> **Try it**: Read the lines below. Copy out any that hold the string "your".
---- Material to process
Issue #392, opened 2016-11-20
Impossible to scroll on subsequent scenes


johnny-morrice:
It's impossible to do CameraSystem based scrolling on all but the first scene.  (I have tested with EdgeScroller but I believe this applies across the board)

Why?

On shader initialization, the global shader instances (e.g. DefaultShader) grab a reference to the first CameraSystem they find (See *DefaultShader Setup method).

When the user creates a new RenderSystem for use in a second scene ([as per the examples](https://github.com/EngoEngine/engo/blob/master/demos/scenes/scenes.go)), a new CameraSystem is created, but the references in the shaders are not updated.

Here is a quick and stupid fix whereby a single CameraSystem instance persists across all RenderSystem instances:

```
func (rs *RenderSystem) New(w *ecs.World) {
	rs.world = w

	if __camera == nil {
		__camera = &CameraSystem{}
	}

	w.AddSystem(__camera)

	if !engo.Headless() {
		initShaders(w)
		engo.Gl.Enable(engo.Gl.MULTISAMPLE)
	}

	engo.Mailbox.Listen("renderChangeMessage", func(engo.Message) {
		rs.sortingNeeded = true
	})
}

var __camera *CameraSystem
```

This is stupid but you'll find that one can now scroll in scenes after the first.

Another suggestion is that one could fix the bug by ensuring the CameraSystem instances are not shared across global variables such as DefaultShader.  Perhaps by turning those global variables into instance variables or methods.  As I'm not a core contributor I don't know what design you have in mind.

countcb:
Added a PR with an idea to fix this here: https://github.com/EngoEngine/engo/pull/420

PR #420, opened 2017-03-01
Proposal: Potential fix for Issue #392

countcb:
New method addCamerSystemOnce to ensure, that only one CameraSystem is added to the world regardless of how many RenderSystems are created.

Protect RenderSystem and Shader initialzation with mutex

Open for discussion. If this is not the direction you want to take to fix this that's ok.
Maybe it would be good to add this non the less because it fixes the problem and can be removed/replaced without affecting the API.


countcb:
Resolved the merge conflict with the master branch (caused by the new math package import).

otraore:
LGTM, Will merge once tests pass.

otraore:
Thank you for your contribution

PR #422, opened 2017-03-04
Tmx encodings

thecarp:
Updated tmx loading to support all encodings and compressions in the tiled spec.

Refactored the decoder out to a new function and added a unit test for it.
--------
---- Material to process
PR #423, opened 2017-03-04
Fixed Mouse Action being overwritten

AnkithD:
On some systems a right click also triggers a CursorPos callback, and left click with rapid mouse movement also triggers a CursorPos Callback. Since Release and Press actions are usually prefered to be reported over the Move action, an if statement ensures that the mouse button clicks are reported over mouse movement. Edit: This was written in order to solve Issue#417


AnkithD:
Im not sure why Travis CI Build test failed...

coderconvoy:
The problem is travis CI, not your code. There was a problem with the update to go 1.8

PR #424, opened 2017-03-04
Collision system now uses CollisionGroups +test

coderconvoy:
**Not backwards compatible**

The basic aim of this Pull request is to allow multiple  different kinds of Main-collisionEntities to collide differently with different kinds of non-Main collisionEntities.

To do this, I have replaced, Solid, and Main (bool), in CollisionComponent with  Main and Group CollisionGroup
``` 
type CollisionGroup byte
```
--------
> **Answer to this exercise**:
Thank you for your contribution
The problem is travis CI, not your code. There was a problem with the update to go 1.8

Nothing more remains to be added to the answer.